Genie DNA Test – Gedmatch

One thing which my new cousin asked in one of her emails was whether I had uploaded my autosomal DNA results to Gedmatch.  I hadn’t, so I googled it to see what was involved.

As luck would have it, I picked a time when it wasn’t accepting new kits, but after a few days it was back and I registered.  I found myself in a ‘Log In Profile’ screen which I now know contains everything I need to use Gedmatch.  I found the section called ‘File Uploads’ and followed the instructions.  The trickiest bit (not really tricky) was downloading my raw data from FtDNA.  The option ‘Download Raw Data’ was on my matches page, but in there I had to choose between Build 36 and Build 37.  Gedmatch, however, very clearly told me to use Build 36 so I downloaded both the Build 36 Autosomal and the Build 36 X .  Then I uploaded one after the other.  It took at least fifteen minutes before the upload completed, a few times I was concerned that it had hung.  But it hadn’t!  Soon enough, the upload was finished.  I sat there on that screen for a while waiting for a button to appear to proceed, but it seems you just ‘x’ out of it, or use the back button to return to the previous screen.

Then was a waiting game as the uploaded data needed to be tokenized which took several days.  Finally it was done and I could run a ‘one to many’ matches compare, keeping the default to 7cM.

This is still fun.  I do it every few days now to see if anyone new has turned up.  New people have their kit number in green so once I had run it a few times I can easily see if there is someone else.  I really like Gedmatch for a few reasons.  One, everyone there has gone out of their way to upload their data and actively seek contact, so I feel much more comfortable about emailing them.  Two, it isn’t just people who have tested at FtDNA.  For an Australian this doesn’t mean as much since Ancestry won’t test Australians anyway and 23andMe are very expensive to use from overseas.  However, there are some cousins for me at both and there are also some smaller companies around the world whose customers just might upload their data.

I also find their presentation very easy to understand.  I’m fond of lists stripped of bells and whistles.
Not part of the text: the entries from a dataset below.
PR #1961, opened 2021-02-08
add login-as flag to allow auto login

kwiesmueller:
this change should remove the need for people to copy and paste the login command

## Solution/Idea

Added `login-as` flag that can be set to `admin` or `developer` and triggers an automated run of `oc login` when the cluster is ready.
I thought about it when I copy-pasted my 100st login command.
Not sure if this change makes sense and is executed correctly. Couldn't run the local build yet, not sure why.

## Proposed changes

1. Add `login-as` flag.
2. This means users can provide the flag so they don't have to copy the login command after the cluster is up.
3. (optional) This could default to developer, but I didn't want to be that invasive as the user might not expect their Kubernetes context to change without them knowing.

## Testing

1. `start` succeeds with the `login-as` flag set 
2. `oc login` gets called with admin credentials if the flag is set to `admin`
3. `oc login` gets called with developer credentials if the flag is set to `developer`

### DIFF
--- a/cmd/crc/cmd/config/config.go
+++ b/cmd/crc/cmd/config/config.go
@@ -29,6 +29,7 @@ const (
 	ProxyCAFile             = "proxy-ca-file"
 	ConsentTelemetry        = "consent-telemetry"
 	EnableClusterMonitoring = "enable-cluster-monitoring"
+	AutoLoginAs             = "login-as"
 )
 
 func RegisterSettings(cfg *config.Config) {
@@ -52,6 +53,8 @@ func RegisterSettings(cfg *config.Config) {
 
 	// Telemeter Configuration
 	cfg.AddSetting(ConsentTelemetry, "", config.ValidateYesNo, config.SuccessfullyApplied)
+
+	cfg.AddSetting(AutoLoginAs, "", config.ValidateAdminOrDeveloper, config.SuccessfullyApplied)
 }
 
 func isPreflightKey(key string) bool {
--- a/cmd/crc/cmd/start.go
+++ b/cmd/crc/cmd/start.go
@@ -6,6 +6,7 @@ import (
 	"fmt"
 	"io"
 	"os"
+	"os/exec"
 	"strings"
 
 	cmdConfig "github.com/code-ready/crc/cmd/crc/cmd/config"
@@ -34,6 +35,7 @@ func init() {
 	flagSet.UintP(cmdConfig.DiskSize, "d", constants.DefaultDiskSize, "Total size in GiB of the disk used by the OpenShift cluster")
 	flagSet.StringP(cmdConfig.NameServer, "n", "", "IPv4 address of nameserver to use for the OpenShift cluster")
 	flagSet.Bool(cmdConfig.DisableUpdateCheck, false, "Don't check for update")
+	flagSet.String(cmdConfig.AutoLoginAs, "", "Automatically run the login command when the cluster is up; Can be developer or admin")
 
 	startCmd.Flags().AddFlagSet(flagSet)
 }
@@ -156,7 +158,28 @@ func (s *startResult) prettyPrintTo(writer io.Writer) error {
 			"This cluster was built from OKD - The Community Distribution of Kubernetes that powers Red Hat OpenShift.",
 			"If you find an issue, please report it at https://github.com/openshift/okd"}, "\n"))
 	}
-	return err
+	if err != nil {
+		return err
+	}
+
+	if userType := config.Get(cmdConfig.AutoLoginAs).AsString(); len(userType) > 0 {
+		return s.runLoginCommandFor(userType)
+	}
+
+	return nil
+}
+
+func (s *startResult) runLoginCommandFor(userType string) error {
+	username := s.ClusterConfig.DeveloperCredentials.Username
+	password := s.ClusterConfig.DeveloperCredentials.Password
+	if userType == "admin" {
+		username = s.ClusterConfig.AdminCredentials.Username
+		password = s.ClusterConfig.AdminCredentials.Password
+	}
+	cmd := exec.Command("oc", "login", "-u", username, "-p", password, s.ClusterConfig.URL)
+	cmd.Stderr = os.Stderr
+	cmd.Stdout = os.Stdout
+	return cmd.Run()
 }
 
 func isDebugLog() bool {
--- a/pkg/crc/config/validations.go
+++ b/pkg/crc/config/validations.go
@@ -103,3 +103,10 @@ func ValidateYesNo(value interface{}) (bool, string) {
 	}
 	return false, "must be yes or no"
 }
+
+func ValidateAdminOrDeveloper(value interface{}) (bool, string) {
+	if cast.ToString(value) == "admin" || cast.ToString(value) == "developer" {
+		return true, ""
+	}
+	return false, "must be admin or developer"
+}


cmd/crc/cmd/config/config.go
```diff
@@ -52,6 +53,8 @@ func RegisterSettings(cfg *config.Config) {
 
 	// Telemeter Configuration
 	cfg.AddSetting(ConsentTelemetry, "", config.ValidateYesNo, config.SuccessfullyApplied)
+
+	cfg.AddSetting(AutoLoginAs, "", config.ValidateAdminOrDeveloper, config.SuccessfullyApplied)
```
gbraad, line 57: I would probably even go as far as making developer the default,and always log in as this user after a succesful deployment...

... however, at times, the cluster does not reconcile in time to allow this to happen.

cmd/crc/cmd/start.go
```diff
@@ -156,7 +158,28 @@ func (s *startResult) prettyPrintTo(writer io.Writer) error {
 			"This cluster was built from OKD - The Community Distribution of Kubernetes that powers Red Hat OpenShift.",
 			"If you find an issue, please report it at https://github.com/openshift/okd"}, "\n"))
 	}
-	return err
+	if err != nil {
+		return err
+	}
+
+	if userType := config.Get(cmdConfig.AutoLoginAs).AsString(); len(userType) > 0 {
+		return s.runLoginCommandFor(userType)
```
gbraad, line 166: No error is returned/handled, and does not wait for the cluster to be available.

gbraad (changes requested):
Too optimistic in my opinion

praveenkumar:
@ktdreyer we are already creating the `crc-developer` and `crc-admin` context in kubeconfig which anyone can use after `crc start` happen successfully using following. 

```
$ oc config use-context crc-developer
Switched to context "crc-developer".

$ oc whoami
developer

$ oc config use-context crc-admin
Switched to context "crc-admin".

$ oc whoami
kube:admin
```

guillaumerose:
There is already code dedicated for this here: https://github.com/code-ready/crc/blob/master/pkg/crc/machine/kubeconfig.go#L33

The difference with this PR is that it uses directly oc library and doesn't change the default context.
Most of the time the context is not updated because the authentication service is down even after waiting 2min.

Maybe we could force the change of the context to crc-admin in any case.

praveenkumar:
> The difference with this PR is that it uses directly oc library and doesn't change the default context.
> Most of the time the context is not updated because the authentication service is down even after waiting 2min.

Even for login the `auth` service should be running so I would say that we should use context instead of login to cluster (which is in a way same as both create an entry on kubeconfig file).

gbraad:
> Even for login the auth service should be running so I would say that we should use context instead of login to cluster

Yep, as we can not expect the reconcilation and auth service to be available in time... unless 'waited' for.

cmd/crc/cmd/start.go
kwiesmueller: I assumed the cluster is ready when this happens as it's at the same time the login info is printed.
Seems like this assumption is wrong :-/

kwiesmueller:
I didn't know the context is already present. So far all my ongoing kubectl calls (using watch) remained failing after restarting crc until I called the `oc login` snippet.

My selfish goal is allowing the user to happily recreate and restart clusters without having to think about login, context etc.
It happens too often that for some reason I have to recreate my cluster because auth doesn't let me in anymore. If you point me in the right direction I'm happy to give it a better try than this.

So far I didn't know a few things you mentioned here, that already helps.

cmd/crc/cmd/config/config.go
kwiesmueller: My reason against this was to try and be less invasive with current behavior and so users don't get their context switched while working on a different one.
Like you're just running something on a different context and suddenly your `crc` is finally finished and takes over. 
Wanted it to be a conscious decision for now, but haven't got a that strong opinion on it.

gbraad:
@code-ready/crc-devel what to do about this PR?

cfergeau:
> @code-ready/crc-team l what to do about this PR?

My take on that is that with a production cluster, you would not be logged in automatically, you'd need to do some manual steps to authenticate with it before. I prefer when crc is as close as possible to the interactions one would have with a production cluster, `--login-as` is at odds with that. We've also had requests to automatically create a new project, which falls in the same bucket.
A more automated wrapper on top of crc could be useful though?

kwiesmueller:
I don't agree @cfergeau.
As far as I understood crc is mainly intended for local development and testing. Sure the cluster itself should be close to reality (which it already isn't due to features disabled by default), but for me that shouldn't imply the user experience has to be as "bad" as in production.
Why create a wrapper around crc that improves using crc if crc is already the tool to get a cluster as easy as possible?

Creating projects and running other things I tend to agree, because they are easily done after login, but auto-login is just automation to actually let you automate things in the first place.
Also other simple kubernetes installers (like k3s) let you provide manifests and commands that get executed on cluster setup. So it's not entirely uncommon.

Right now crc can't easily be used without human intervention (as far as I know) which as a user I don't understand why.
The name code-ready-containers kinda is an unfulfilled promise if it's not ready for my code as long as I still need to do manual work (even though it's fairly small) to make it ready for my code. Unrealistic I know, but the reference was too tempting.

gbraad:
> but for me that shouldn't imply the user experience has to be as "bad" as in production.

Then the problem should be solved in the upstream... ? The reason we take this stance is not to introduce convenience features that will bite us. Especially as we would first have to solve the 'wait for auth possible' before we can handle this usecase. 

> but auto-login

is not an essential feature that is reliant on a lot of CRC specifics. it could run as:

```
$ crc start && oc login -u developer -p developer api.crc-testing:6443 
```

> is an unfulfilled promise if it's not ready for my code as long as I still need to do manual work

this would also mean actions like `oc new-app`, etc are expected to be automated? if so, this is actually what `odo` and the plugins/extensions do in union with CodeReady Containers.

> Also other simple kubernetes installers (like k3s) let you provide manifests and commands that get executed on cluster setup. So it's not entirely uncommon.

Which we provided before with add-ons for minishift. But we didn't want to create CRC specific solutions if what can be solved as part of OpenShift or devtools wide. Again, this is just running buildscrpts after the deployment of 'a cluster' which does not have to be CRC specific. We rather not devise a solution that would only work for CRC.

Note: I am concerned that this `auto login` will not function as expected in most cases as the cluster startuo phase can take longer than our timeout of several minutes. This would mean the login would error and would be a 50-50 chance of working. Those aren't great odds for a convenience feature.

cmd/crc/cmd/config/config.go
gbraad: That makes sense... so the use is:

```
$ crc config set auto-login-as developer
```

and disable as:

```
$ crc config unset auto-login-as
```

which means until `unset` this would blow away the current one... and the unset if set this way can not be overriden from the `crc start` command as it would not take an empty value, right?

so this means that beforehand you would need to see this config is set, or at least as the final output that it happened and succeeded. so at least the user gets the feedback what happened. the current code does not have this output. this means the behaviour to the user can be unpredictable. especially in regards to the possible startup timeout this would make it unclear to the user if follow-up commands are actually running in the right context.

kwiesmueller:
For developer this would work.
For admin the login is different every time :-/
But as you mentioned the context should be there, so I'll try to just chain `kubectl config use-context` and see if that's enough.

Note that I'm very new to crc and have been using it for the last two months. It's the only way for me to test on OpenShift that worked well enough so far, but still gave me problems once in a while. This being one of them.
This is my attempt of making my own life easier with the understanding I have of what's going on. I didn't even know there is an upstream that could fix this.

I can understand your points but it feels a bit like I'm pushing on a sensitive point here that I don't know about. It seemed trivial to me to add and have as a feature, sorry for the assumptions.

cmd/crc/cmd/start.go
gbraad: I am very concerned that this leads to unpreditability; the user gets no feedback about error or success in this case.

gbraad:
> For admin the login is different every time :-/

this is being addressed ...

gbraad:
> This is my attempt of making my own life easier with the understanding I have of what's going on

Much appreciated!

> I can understand your points but it feels a bit like I'm pushing on a sensitive point here that I don't know about. It
> seemed trivial to me to add and have as a feature, sorry for the assumptions.

No no no, the issue here is a technical debt on our end that has been pushed forward. ;-/

I do understand your point of view, and it does make sense ... although we also got flack when this auto login happened in the minishift time period. we'd rather not take an action if the user is clearly in control and gets feedback on this.

cmd/crc/cmd/start.go
gbraad: https://github.com/code-ready/crc/blob/d8c8b8d5b7eda770a28ce66275d6e886b1b26550/pkg/crc/machine/start.go#L370

which might not be enough...

so this is followed by

https://github.com/code-ready/crc/blob/d8c8b8d5b7eda770a28ce66275d6e886b1b26550/pkg/crc/machine/start.go#L374-L377

doing:
https://github.com/code-ready/crc/blob/d8c8b8d5b7eda770a28ce66275d6e886b1b26550/pkg/crc/machine/kubeconfig.go#L33-L49

As you can see, this is mostly based on timeouts and retry. This is the technical debt I refer to.

cmd/crc/cmd/config/config.go
kwiesmueller: Not sure if I get what you mean here.
This might be wrong, I just followed other flag implementations. It should be possible for the user to set login-as as a flag or in the config and disable it the same way (so it probably should accept an empty value on the flag to unset).

Regarding the output, I agree. Now that I know the login might not work instantly, it should write a message like "attempting to login" and either try silently until a timeout is reached or directly fail with an error afterwards.

cmd/crc/cmd/start.go
kwiesmueller: Thanks for explaining! That makes a lot of sense.
One option I could think about is to change the flag and not run login, but if the flag is set, set the context written to kubeconfig as current context at the same time?

Either way, how would you like to proceed with this? If you think having this option is not really viable feel free to close this, if you think it would be and we can get it in there good enough, I don't mind working to bring it up to standard.

gbraad: @praveenkumar WDYT?

cmd/crc/cmd/config/config.go
gbraad: Attempting suggest very clearly this might fail. Uncertainty is not suggested in communicating.

Auto login ... [failed]

Would work better.  But yeah, a possible approach is to try this several times with a timeout. But Praveen might have an idea around this

praveenkumar:
> But as you mentioned the context should be there, so I'll try to just chain kubectl config use-context and see if that's enough.

@kwiesmueller Please do try this and let us know if that is not working for you, I don't have strong opinion for this autologin feature but I am afraid it will not going to work for the user for whom `kubectl config use-context crc-admin` is not working.

praveenkumar:
@kwiesmueller Have you used `config` stuff and does it working for you?

praveenkumar:
Closing this since there is no response from the PR submitter, @kwiesmueller please open an issue if something doesn't work with you using `oc config use-context crc-admin` side.

gbraad:
Thanks for the submission. If you have any features or suggestions, please do not hesitate to file an issue to start the discussion.

gbraad:
> > For admin the login is different every time :-/

> this is being addressed ...

This came uo with the security review and we are looking into a solution around this.

kwiesmueller:
Sorry for the late reply. `use-context` worked for me the last few times thanks!
I thought I replied a few days ago, my bad.

PR #1974, opened 2021-02-10
Fix #1874 Do not run preflights if VM already running

### LINKED ISSUE #1874: VM Started state should be checked before running preflights
Starting an already running cluster does:

```
N:\go\bin\windows_amd64>.\crc.exe start
INFO Checking Windows edition
INFO Checking if user is a member of the Hyper-V Administrators group
INFO A CodeReady Containers VM for OpenShift 4.6.9 is already running


Started the OpenShift cluster
```

which ran pre-flights checks before concluding:

```
INFO A CodeReady Containers VM for OpenShift 4.6.9 is already running
```

gbraad:
Signed-off-by: Gerard Braad <me@gbraad.nl>

**Fixes:** Issue #1874

## Solution/Idea

Preflights were run for an akready running VM. This means they have been able to pass the pre-flights before.

## Proposed changes

```
PS> .\crc.exe start
INFO A CodeReady Containers VM for OpenShift 4.7.0-0.nightly-2021-01-22-134922 is already running
Started the OpenShift cluster

To access the cluster, first set up your environment by following the instructions returned by executing 'crc oc-env'.
Then you can access your cluster by running 'oc login -u developer -p developer https://api.crc.testing:6443'.
To login as a cluster admin, run 'oc login -u kubeadmin -p ex6Fy-ALyjf-kIy8N-4NXNH https://api.crc.testing:6443'.

You can also run 'crc console' and use the above credentials to access the OpenShift web console.
The console will open in your default browser.
```

## Testing

  * Initial start will run preflights
  * When start is run again, the message 'is already running' follows. No preflight checks
  * When stop is called, the preflights will run again on start
  * When delete is called, the preflights will run again on start

### DIFF
--- a/cmd/crc/cmd/start.go
+++ b/cmd/crc/cmd/start.go
@@ -60,10 +60,6 @@ func runStart(ctx context.Context) (*machine.StartResult, error) {
 
 	checkIfNewVersionAvailable(config.Get(cmdConfig.DisableUpdateCheck).AsBool())
 
-	if err := preflight.StartPreflightChecks(config); err != nil {
-		return nil, err
-	}
-
 	telemetry.SetContextProperty(ctx, cmdConfig.CPUs, config.Get(cmdConfig.CPUs).AsInt())
 	telemetry.SetContextProperty(ctx, cmdConfig.Memory, uint64(config.Get(cmdConfig.Memory).AsInt())*1024*1024)
 	telemetry.SetContextProperty(ctx, cmdConfig.DiskSize, uint64(config.Get(cmdConfig.DiskSize).AsInt())*1024*1024*1024)
@@ -78,6 +74,14 @@ func runStart(ctx context.Context) (*machine.StartResult, error) {
 	}
 
 	client := newMachine()
+	isRunning, _ := client.IsRunning()
+
+	if !isRunning {
+		if err := preflight.StartPreflightChecks(config); err != nil {
+			return nil, err
+		}
+	}
+
 	return client.Start(startConfig)
 }
 
--- a/pkg/crc/machine/client.go
+++ b/pkg/crc/machine/client.go
@@ -16,6 +16,7 @@ type Client interface {
 	Start(startConfig StartConfig) (*StartResult, error)
 	Status() (*ClusterStatusResult, error)
 	Stop() (state.State, error)
+	IsRunning() (bool, error)
 }
 
 type client struct {
--- a/pkg/crc/machine/fakemachine/client.go
+++ b/pkg/crc/machine/fakemachine/client.go
@@ -100,3 +100,7 @@ func (c *Client) Status() (*machine.ClusterStatusResult, error) {
 func (c *Client) Exists() (bool, error) {
 	return true, nil
 }
+
+func (c *Client) IsRunning() (bool, error) {
+	return true, nil
+}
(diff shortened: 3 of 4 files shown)


gbraad:
e2e-crc reports ...
```
 OpenSSL SSL_read: SSL_ERROR_SYSCALL, errno 104
```

cmd/crc/cmd/start.go
```diff
@@ -78,6 +74,14 @@ func runStart(ctx context.Context) (*machine.StartResult, error) {
 	}
 
 	client := newMachine()
+	exists, _ := client.Exists()
+
+	if !exists {
```
guillaumerose, line 79: Fine for me. This code you wrote should also be duplicated in the daemon API.

I am tempted to move this in the machine.Start function.

cfergeau:
I'm confused by this, no idea what this means?
> When stop is called, the VM will start deployment of the cluster

This PR seems to be dropping preflights for the second start in this sequence: `crc start; crc stop; crc start`?
I'm not sure this is desirable, as it could be some days/weeks between crc runs, with changes to the system being done in the mean time (`crc` libvirt network being stopped for whatever reason, networking configuration being altered because it gets in the way, or something which happened to me yesterday, bios upgrades on ryzen-based machines disabling kvm)

guillaumerose:
So, just add a check if the VM is already running ?

cfergeau:
> So, just add a check if the VM is already running ?

Yup, no preflight when VM is already running sounds good.

cmd/crc/cmd/start.go
gbraad: The problem is that the prefflights do not run from the start... and the start already detects this situation.

gbraad:
Follow-up issue will need to be looked into, related to #1912 to check the state of OpenShift running or not:

A `start` will now not run the pre-flights, but is very optimistic about reporting:

```
PS> .\crc.exe start
INFO A CodeReady Containers VM for OpenShift 4.7.0-0.nightly-2021-01-22-134922 is already running
Started the OpenShift cluster

To access the cluster, first set up your environment by following the instructions returned by executing 'crc oc-env'.
Then you can access your cluster by running 'oc login -u developer -p developer https://api.crc.testing:6443'.
```

without actually checking if OpenShift IS actually running.

Note: not to be solved in this issue!

cfergeau (approved):

gbraad:
rebased

gbraad:
@jsliacan tested this manually on Linux. Works as expected.

jsliacan:
Tested on MacOS, basic things work:
- `start` + `start` = no preflights
- `start` + `stop` + `start` = preflights
- `start` + `delete` + `start` = preflights

jsliacan:
> without actually checking if OpenShift IS actually running.

The message only says that the VM is already running. It does not talk about the cluster. So it seems like a correct behaviour to me. Here an example:

```
$ crc status
CRC VM:          Running
OpenShift:       Starting (v4.7.0-fc.3)
Disk Usage:      12.17GB of 32.74GB (Inside the CRC VM)
Cache Usage:     22.43GB
Cache Directory: /home/jsliacan/.crc/cache
$ crc start
INFO A CodeReady Containers VM for OpenShift 4.7.0-fc.3 is already running 
Started the OpenShift cluster

To access the cluster, first set up your environment by following the instructions returned by executing 'crc oc-env'.
Then you can access your cluster by running 'oc login -u developer -p developer https://api.crc.testing:6443'.
To login as a cluster admin, run 'oc login -u kubeadmin -p cGQi7-LRGZU-HN9ZU-dsCbi https://api.crc.testing:6443'.

You can also run 'crc console' and use the above credentials to access the OpenShift web console.
The console will open in your default browser.
```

Just plain text without unnecessary line spacing, a sea of letters which I can speed-scan for relevant details.  I found it quite intuitive.  \

The first column is a list of kit IDs and you can tell by the first letter which company they tested at.  While your uploaded kit is new, every kit ID is highlighted bright green.  As the weeks pass the green fades until after a month they are all white.  The second column (type) I have never used.  The third column is ‘L’ for list and by clicking this you get a list of that person’s matches in a new window.  This can be useful for seeing how close an in-common match is to that match of yours.

The fourth column is a selection check box, the fifth is gender, the sixth and seventh are the Mt and Y Haplogroup, if provided.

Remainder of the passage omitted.